Fosun’s entrance has no impact on BCP’s rating

  • ECO News
  • 29 November 2016

S&P has kept BCP’s debt rating. The agency recognizes Fosun’s entrance will help repay the State, but they say the Chinese do not have enough of an impact to improve the bank’s rating.

The rating agency Standard&Poor’s has kept, this Thursday, Millenium BCP’s rating at ‘B+’ (highly speculative), leaving a positive outlook for the Portuguese bank’s perspectives on improving its rating. The information is brought forward in their rating following the announcement that the Chinese group Fosun has entered BCP’s ownership structure.

Fosun has acquired 16.7% of BCP’s shares last Sunday.
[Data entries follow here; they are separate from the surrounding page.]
PR #1928, opened 2021-07-15
InMobi: adding native support

cormorinth:
Accompanying docs PR: https://github.com/prebid/prebid.github.io/pull/3109


adapters/inmobi/inmobitest/exemplary/simple-app-native.json
```diff
@@ -0,0 +1,105 @@
...
+        "nurl": "https://some.event.url/params",
+        "ext": {
+          "prebid": {
+            "meta": {
+              "networkName": "inmobi"
+            }
+          }
+        }
+      },
+      "type": "banner"
```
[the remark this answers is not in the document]
cormorinth: Should be fixed. Apologies, was on vacation.

bsardo (approved):

adapters/inmobi/inmobi.go
```diff
@@ -124,6 +124,9 @@ func getMediaTypeForImp(impId string, imps []openrtb2.Imp) openrtb_ext.BidType {
 			if imp.Video != nil {
 				mediaType = openrtb_ext.BidTypeVideo
 			}
+			if imp.Native != nil {
```
mansinahar, line 127: Just a call out since this is logic was already present in your adapter code: Since your adapter is determining the bid type based on what object of the imp is set i.e `banner`, `video` or `native`, this function might return the wrong media type if the imp was a multi-format imp i.e an imp that has both `banner` and `video` set, for example.

static/bidder-info/inmobi.yaml
```diff
@@ -6,6 +6,7 @@ capabilities:
     mediaTypes:
       - banner
       - video
+      - native
```
mansinahar, line 9: Just to confirm, you want the native support only for `app` and not for `site`, right?

adapters/inmobi/inmobi.go
cormorinth: This should be fine. Will likely look into this in the future though (and stop relying on the bid request passthrough.)

static/bidder-info/inmobi.yaml
cormorinth: Correct.

mansinahar (approved):

PR #1930, opened 2021-07-16
Smaato: Split multiple media types

el-chuck:
Split multiple media types into individual requests


AlexBVolcy (approved):
Looks good to me!

adapters/smaato/smaato.go
```diff
@@ -436,7 +465,7 @@ func setImpForAdspace(imp *openrtb2.Imp) error {
 		return nil
 	}
 
-	return &errortypes.BadInput{Message: "Invalid MediaType. Smaato only supports Banner and Video."}
+	return nil
```
guscarreon, line 468: Newly created `splitImpressionsByMediaType(...)` function and the `return nil` statements in lines 459 and 465 make this line unreachable. It doesn't affect anything and I don't have a problem with it so, if you like to fix it in this PR, ok, but I will approve your PR either way. Your code looks pretty solid.

guscarreon (approved):
I left a comment in regards a small nitpick but it's so small that it's up to you @el-chuck if you think it's worth addressing or not. These modifications look good to me.

Approved

adapters/smaato/smaato.go
el-chuck: ok, we will address this with next PR

guscarreon: Awesome @el-chuck . Thank you for addressing our feedback

PR #1931, opened 2021-07-16
Tappx: new bidder params

prebidtappx:
In this pull request we are going to add the next new params:

- mktag
- bcid
- bcrid
- rewarded
(At the same time we are going to send the tappxkey in the ext/bidder to unify all the requests json received in our system)


static/bidder-params/tappx.json
```diff
@@ -12,13 +12,29 @@
...
 		"endpoint": {
 			"type": "string",
 			"description": "Endpoint provided to publisher"
 		},
 		"bidfloor": {
 			"type": "number",
 			"description": "Minimum bid for this impression expressed in CPM (USD)"
+		},
+		"rewarded": {
+			"type": "number",
```
SyntaxNode, line 28: Please consider changing the type to an integer, as a number can also be floating point or scientific notation. I also recommend adding a min and max constraint in the schema:
```
  "minimum": 0,
  "maximum": 1,
```

adapters/tappx/params_test.go
```diff
@@ -60,4 +60,7 @@ var invalidParams = []string{
 	`{"tappxkey": 1, "endpoint":"ZZ1INTERNALTEST149147915", "host":""}`,
 	`{"tappxkey":"pub-12345-android-9876", "endpoint": 1, "host":""}`,
 	`{"tappxkey": 1, "endpoint": 1, "host": 123}`,
+	`{"tappxkey": 1, "endpoint": 1, "rewarded": []}`,
+	`{"tappxkey": 1, "endpoint": 1, "rewarded": 1, "bcid":""}`,
+	`{"tappxkey": 1, "endpoint": 1, "bcid":["123"], bcrid: 123}`,
 }
```
SyntaxNode, line 66: Please add valid test cases too.

adapters/tappx/tappx.go
```diff
@@ -51,14 +51,58 @@ func (a *TappxAdapter) MakeRequests(request *openrtb2.BidRequest, reqInfo *adapt
...
 	if err := json.Unmarshal(bidderExt.Bidder, &tappxExt); err != nil {
 		return nil, []error{&errortypes.BadInput{
 			Message: "Error parsing tappxExt parameters",
 		}}
 	}
 
+	//In this section we create all EXT parameters
+	type VideoExt struct {
+		Rewarded int `json:"rewarded,omitempty"`
+	}
```
SyntaxNode, line 64: This structure is unused.

adapters/tappx/tappx.go
```diff
@@ -51,14 +51,58 @@ func (a *TappxAdapter) MakeRequests(request *openrtb2.BidRequest, reqInfo *adapt
...
+	if tappxExt.Rewarded == 1 {
+		request.Imp[0].Video.Ext = json.RawMessage(`{"rewarded": 1}`)
+	}
```
SyntaxNode, line 67: I'm personally fine with this approach, but please understand this will overwrite all publisher provided ext values in the video object.

SyntaxNode, line 67: This new conditional requires json test coverage. You'll then see that the Video object is shared memory and must be copied first before making a change.

adapters/tappx/tappx.go
```diff
@@ -51,14 +51,58 @@ func (a *TappxAdapter) MakeRequests(request *openrtb2.BidRequest, reqInfo *adapt
...
+	if tappxExt.Mktag != "" {
+		ext.Bidder.Mktag = tappxExt.Mktag
+	}
+	if tappxExt.Bcid != nil {
+		ext.Bidder.Bcid = tappxExt.Bcid
+	}
+	if tappxExt.Bcrid != nil {
+		ext.Bidder.Bcrid = tappxExt.Bcrid
+	}
```
SyntaxNode, line 91: The if statements have no effect, since the tested values are all the default values. Consider changing to:
```
ext := Ext{
		Bidder: Bidder{
			Tappxkey: tappxExt.TappxKey,
			Mktag: tappxExt.Mktag,
			Bcid: tappxExt.Bcid,
			Bcrid: tappxExt.Bcrid,
		},
	}
```

adapters/tappx/tappx.go
```diff
@@ -51,14 +51,58 @@ func (a *TappxAdapter) MakeRequests(request *openrtb2.BidRequest, reqInfo *adapt
...
+
+	request.Ext = nil
+
+	jsonext, err := json.Marshal(ext)
+	if err == nil {
+		request.Ext = jsonext
+	}
```
SyntaxNode, line 98: What if there is an error during marshaling? Would that still generate a valid Tappx request?

adapters/tappx/tappx.go
```diff
@@ -51,14 +51,58 @@ func (a *TappxAdapter) MakeRequests(request *openrtb2.BidRequest, reqInfo *adapt
...
+
+	if err := json.Unmarshal(bidderExt.Bidder, &tappxExt); err != nil {
+		return nil, []error{&errortypes.BadInput{
+			Message: "Error parsing tappxExt parameters",
+		}}
+	}
```
SyntaxNode, line 104: Why are you unmarshalling the tappxExt again?

adapters/tappx/tappxtest/exemplary/single-banner-impression-extra.json
```diff
@@ -0,0 +1,124 @@
...
+  "expectedBidResponses": [
+    {
+      "currency": "USD",
+      "bids": [
+        {
+          "bid": {
+            "id": "wehM-93KGr0_0_0",
+            "impid": "adunit-1",
+            "price": 0.5,
+            "adm": "<!-- admarkup -->",
```
SyntaxNode, line 110: Thank you for using a fake ad markup value for tests.

adapters/tappx/tappx.go
prebidtappx: Hi! A lot of thanks of this point. We now find useless to use the rewarded tappx param. We think that is better to tell to our publishers to send in video ext param directly like in all our oRTB connections. 😅

We clean all this in **a2ddc1f** commit: https://github.com/prebid/prebid-server/pull/1931/commits/a2ddc1f91aca8451a19aa4e651095b91338881dc

prebidtappx: Hi! A lot of thanks of this point. We now find useless to use the rewarded tappx param. We think that is better to tell to our publishers to send in video ext param directly like in all our oRTB connections. 😅

We clean all this in a2ddc1f commit.

adapters/tappx/params_test.go
prebidtappx: Hi! Any problem! 😉

Done in 4cf8eb0 commit.

static/bidder-params/tappx.json
prebidtappx: Hi! We resolve this in other comment. We now find useless to use the rewarded tappx param. We think that is better to tell to our publishers to send in video ext param directly like in all our oRTB connections. If the data is correct or incorrect we check in our side! 

We clean all this in a2ddc1f commit.

adapters/tappx/tappx.go
prebidtappx: Hi! We resolve this in other comment. We now find useless to use the rewarded tappx param. 

We clean all this in a2ddc1f commit.

adapters/tappx/tappx.go
prebidtappx: We consider to change... And make the change! 😉
A lot of thanks for the help! 😊

Change in commit 89cfb84.

adapters/tappx/tappx.go
prebidtappx: Sorry!!!! It was a code that I forgot to delete when move the unmashalling up. Sorry!!! 😥

I delete this code in the 1208cdf commit.

adapters/tappx/tappx.go
prebidtappx: Now yes, but in the future not.
Also, it is a good point to prevent now to the future.
Thank you!!!

We repair this in the 06a898d commit.

adapters/tappx/tappxtest/exemplary/single-banner-impression-extra.json
prebidtappx: Thank you for all the help and detail attention! 🤗

adapters/tappx/tappxtest/exemplary/single-banner-impression-extra.json
```diff
@@ -0,0 +1,124 @@
...
+        "banner": {
+          "w": 300,
+          "h": 250
+        },
+        "ext": {
+         "bidder": {
+            "tappxkey": "pub-12345-android-9876",
+            "endpoint": "ZZ123456PS",
+            "host": "testing.ssp.tappx.com/rtb/v2/",
+            "mktag": "mktag-12345-android-9876"
```
bsardo, line 17: Can you please either update this test with `bcid` and `bcrid` or add a new test with them? I don't see these fields in any of the tests.

adapters/tappx/params_test.go
```diff
@@ -60,4 +65,11 @@ var invalidParams = []string{
 	`{"tappxkey": 1, "endpoint":"ZZ1INTERNALTEST149147915", "host":""}`,
 	`{"tappxkey":"pub-12345-android-9876", "endpoint": 1, "host":""}`,
 	`{"tappxkey": 1, "endpoint": 1, "host": 123}`,
+	`{"tappxkey": "1", "endpoint": 1}`,
+	`{"tappxkey": "1", "endpoint": 1}`,
+	`{"tappxkey": "1", "endpoint": "1", "mktag":1}`,
+	`{"tappxkey": "1", "endpoint": "1", "mktag":[1,2]}`,
+	`{"tappxkey": "1", "endpoint": "1", "host":"host", "bcid":""}`,
+	`{"tappxkey": "1", "endpoint": "1", "host":"host", "bcid":["123"], bcrid: 123}`,
+	`{"tappxkey": "1", "endpoint": "1", "host":"host", "bcid":["123"], bcrid: 123}`,
```
bsardo, line 74: Please delete. This line appears twice.

adapters/tappx/tappx.go
```diff
@@ -51,14 +51,40 @@ func (a *TappxAdapter) MakeRequests(request *openrtb2.BidRequest, reqInfo *adapt
...
 
+	type Bidder struct {
+		Tappxkey string   `json:"tappxkey"`
+		Mktag    string   `json:"mktag,omitempty"`
+		Bcid     []string `json:"bcid,omitempty"`
+		Bcrid    []string `json:"bcrid,omitempty"`
+	}
+	type Ext struct {
+		Bidder `json:"bidder"`
+	}
```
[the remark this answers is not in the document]
prebidtappx: Ok.
Done in 3c1a308 commit.

static/bidder-params/tappx.json
```diff
@@ -12,13 +12,29 @@
...
+			"description": "Indicates with a 0 or 1 if is rewarded or no. (Only with video)"
+		},
+		"bcid": {
+			"type": "array",
+			"description": "Block list of CID"
+		},
+		"bcrid": {
+			"type": "array",
+			"description": "Block list of CRID"
```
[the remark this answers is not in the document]
prebidtappx: Ok, any problem.
Done in b1a6fc6 commit.

(Extra: We remove rewarded property that was discarted in past commits)

adapters/tappx/tappx.go
```diff
@@ -51,14 +51,40 @@ func (a *TappxAdapter) MakeRequests(request *openrtb2.BidRequest, reqInfo *adapt
...
+	ext := Ext{
+		Bidder: Bidder{
+			Tappxkey: tappxExt.TappxKey,
```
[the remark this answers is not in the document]
prebidtappx: Yes we know. We want in the first place (1) because is the standard place for this parameter in our side and we are going to don't accept the request that send in other place. We still sending the (2) place because if we need to know or analyze what are sending our partners in the bidder of prebid.
If is not important, we prefer now to have the tappxkey in both places.

adapters/tappx/params_test.go
prebidtappx: Yeep, sorry, solve error and improve the params_test a little in commit 2b45efd.

adapters/tappx/tappxtest/exemplary/single-banner-impression-extra.json
prebidtappx: Ok, we can add the params to the new test! 👍 
We add in the commit 09ad06d.

bsardo (dismissed):
LGTM

adapters/tappx/tappx.go
```diff
@@ -51,14 +62,31 @@ func (a *TappxAdapter) MakeRequests(request *openrtb2.BidRequest, reqInfo *adapt
...
+		},
+	}
+
+	jsonext, err := json.Marshal(ext)
+	if err == nil {
+		request.Ext = jsonext
+	} else {
+		return nil, []error{&errortypes.BadInput{
+			Message: "Error with tappxExt parameters",
+		}}
```
SyntaxNode, line 87: This is an error which should never occur, but might sometimes if there is a memory corruption issue. I wouldn't classify this as BadInput. I recommend to just use a normal error which PBS-Core will classify as a fatal error and warn the host of a problem.

Something like:
```
return nil, []error{fmt.Errorf("Error writing TappX request.ext.")
```

SyntaxNode (commented):
Looks good. I left one minor comment. Before we can merge this is in, please open a docs PR to update https://github.com/prebid/prebid.github.io/blob/master/dev-docs/bidders/tappx.md.

adapters/tappx/tappx.go
prebidtappx: About change de docs. I open the pull request e88cf1c.
About the BadInput error I make the change in the e88cf1c commit.

bsardo (dismissed):

adapters/tappx/params_test.go
```diff
@@ -60,4 +65,11 @@ var invalidParams = []string{
 	`{"tappxkey": 1, "endpoint":"ZZ1INTERNALTEST149147915", "host":""}`,
 	`{"tappxkey":"pub-12345-android-9876", "endpoint": 1, "host":""}`,
 	`{"tappxkey": 1, "endpoint": 1, "host": 123}`,
+	`{"tappxkey": "1", "endpoint": 1}`,
+	`{"tappxkey": "1", "endpoint": 1}`,
+	`{"tappxkey": "1", "endpoint": "1", "mktag":1}`,
+	`{"tappxkey": "1", "endpoint": "1", "mktag":[1,2]}`,
+	`{"tappxkey": "1", "endpoint": "1", "host":"host", "bcid":""}`,
+	`{"tappxkey": "1", "endpoint": "1", "host":"host", "bcid":"123", bcrid: ["123"]}`,
+	`{"tappxkey": "1", "endpoint": "1", "host":"host", "bcid":["123"], bcrid: 123}`,
```
SyntaxNode, line 74: Could you please add invalid test cases for `bcid` and `bcrid` where the array item type is invalid? Something like: .`[123]`. This will ensure json schema is property enforcing the array type constraint.

adapters/tappx/tappx.go
```diff
@@ -51,14 +62,31 @@ func (a *TappxAdapter) MakeRequests(request *openrtb2.BidRequest, reqInfo *adapt
...
+			Bcrid:    tappxExt.Bcrid,
+		},
+	}
+
+	jsonext, err := json.Marshal(ext)
+	if err == nil {
+		request.Ext = jsonext
+	} else {
+		return nil, []error{
+			fmt.Errorf("Error writing TappX request.ext."),
```
SyntaxNode, line 86: This error doesn't contain a parameter, so please use `errors.New` rather than `fmt.Errorf`.

adapters/tappx/tappx.go
```diff
@@ -51,14 +62,31 @@ func (a *TappxAdapter) MakeRequests(request *openrtb2.BidRequest, reqInfo *adapt
...
+		}
```
SyntaxNode, line 87: Nitpick: This may be written slightly more compact with something like:
```
if jsonext, err := json.Marshal(ext); err == nil {
  request.Ext = jsonext
} else {
  return nil, []error{errors.New("Error writing TappX request.ext.")}
}
```

.. and thank you for including full error checking with this statement. I love to see the marshal result only used if there is no error.

adapters/tappx/params_test.go
prebidtappx: Done in 9e3aff2 and 9636101 commits.

adapters/tappx/tappx.go
prebidtappx: Done in c140289, solving error in 56c585f.

adapters/tappx/tappx.go
prebidtappx: Done in c140289, solving error in 56c585f.

adapters/tappx/params_test.go
```diff
@@ -60,4 +65,13 @@ var invalidParams = []string{
 	`{"tappxkey": 1, "endpoint":"ZZ1INTERNALTEST149147915", "host":""}`,
 	`{"tappxkey":"pub-12345-android-9876", "endpoint": 1, "host":""}`,
 	`{"tappxkey": 1, "endpoint": 1, "host": 123}`,
+	`{"tappxkey": "1", "endpoint": 1}`,
+	`{"tappxkey": "1", "endpoint": 1}`,
```
bsardo, line 69: Please delete. This is a duplicate of the case above.

adapters/tappx/params_test.go
```diff
@@ -60,4 +65,13 @@ var invalidParams = []string{
...
+	`{"tappxkey": "1", "endpoint": "1", "mktag":1}`,
+	`{"tappxkey": "1", "endpoint": "1", "mktag":[1,2]}`,
```
bsardo, line 71: Can you add `"host":"host"` to each of these two test cases where `mktag` is an invalid type to isolate that it is `mktag` that is causing the error and not a missing host?

adapters/tappx/params_test.go
prebidtappx: I modified to add more cases in 8d09494 and now is not duplicated!
Thanks for all.

adapters/tappx/params_test.go
prebidtappx: Yeep, thanks!
Change in 8d09494.

SyntaxNode (approved):

bsardo (approved):
LGTM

But, for S&P, nothing has changed concerning the risk associated with the Portuguese bank. “We affirmed the ratings on Millenium BCP because, given the bank’s depressed equity prices, we did not consider the capital increase large enough to lead us to take a more positive view of its capitalization”, the North-American agency has declared. “We acknowledge, however, that the capital increase gives the bank some flexibility to accommodate a partial repayment of the contingent convertible instruments due to the government”, the document adds.

But there are more reasons that justify the reaffirming of BCP’s rating, highlighting the lack of banking experience the Chinese have and also the high indebtedness of the group.
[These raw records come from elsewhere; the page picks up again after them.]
PR #1934, opened 2021-07-21
IX: update required site id field to be more flexible

grossjo:


guscarreon (changes requested):
Can you please add test cases to assert for the correct validation of the json fields? Other adapters include these test in a `params_test.go` file but your adapter is missing its corresponding `adapters/ix/params_test.go`.

grossjo:
@guscarreon tests were added.

adapters/ix/params_test.go
```diff
@@ -0,0 +1,54 @@
...
+	`{"siteid":"1234"}`,
+	`{"siteID":"12345"}`,
+	`{"siteId":"123456"}`,
+	`{"siteid":"1234567", "size": [640,480]}`,
+}
+
+var invalidParams = []string{
+	`{"siteid":123}`,
+	`{"siteids":"123"}`,
+	`{"notaparam":"123"}`,
```
bsardo, line 46: Can you add the following test cases here to verify the min length and oneOf required configuration:
```
`{"siteid":""}`,
`{"siteID":""}`,
`{"siteId":""}`,
`{"siteid":"1234", "siteID":"12345"}`,
`{"siteid":"1234", "siteId":"123456"}`,
```

static/bidder-params/ix.json
```diff
@@ -4,11 +4,21 @@
...
     "siteId": {
       "type": "string",
       "minLength": 1,
       "description": "An ID which identifies the site selling the impression"
     },
+    "siteID": {
+      "type": "string",
+      "minLength": 1,
+      "description": "An ID which identifies the site selling the impression"
+    },
```
SyntaxNode, line 21: Some hosting companies, such as Xandr, provide a user interface to publishers based on this json schema. To help the UI understand which field to ask the publisher to provide in a case such as this (multiple fields differing only by case) can you please add the word "preferred" to the description of the format you'd like to be the default?

Please see [Criteo's json schema](https://github.com/prebid/prebid-server/blob/master/static/bidder-params/criteo.json) as an example.

Thank you.

adapters/ix/params_test.go
grossjo: done.

static/bidder-params/ix.json
grossjo: done.

bsardo (approved):
LGTM

guscarreon (approved):
Looks good to me. @grossjo , thank you for addressing our comments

"Fosun’s business profile, transitioning to an investment holding company from an industrial conglomerate; its limited presence in banking prior to this deal; its high debt leverage; and the relatively small share that Millenium BCP would represent in Fosun’s portfolio of investments, leads us to believe that the bank would be unlikely to benefit from rating uplift reflective of group support.”

S&P's

The agency also adds that they “consider it possible that Fosun’s entrance may alter Millenium BCP’s current business plan” – more so because it has requested to be represented on the bank’s board of directors. “But we believe any changes, if they were to happen, would take place only once the bank has completed the restructuring plan agreed with the European Commission”, they pointed out.

The rating given by S&P’s reflects the bank’s solid franchise in Portugal and the “geographical diversification benefits provided by its profitable operations in Poland, and the progress achieved so far in its restructuring”.

Regardless, with the possibility the agency gives of increasing the rating over the next 12 to 18 months, the S&P’s explains two conditions for improving the risk profile of the bank headed by Nuno Amado:

  • Making progresses in diversifying BCP’s wholesale funding sources instead of resorting to ECB borrowings, as a way to regain investors’ confidence;
  • Stabilizing Portugal’s creditworthiness, which would ease the constraints on banking funding – facilitating both a lowering of funding costs and access to the capital market.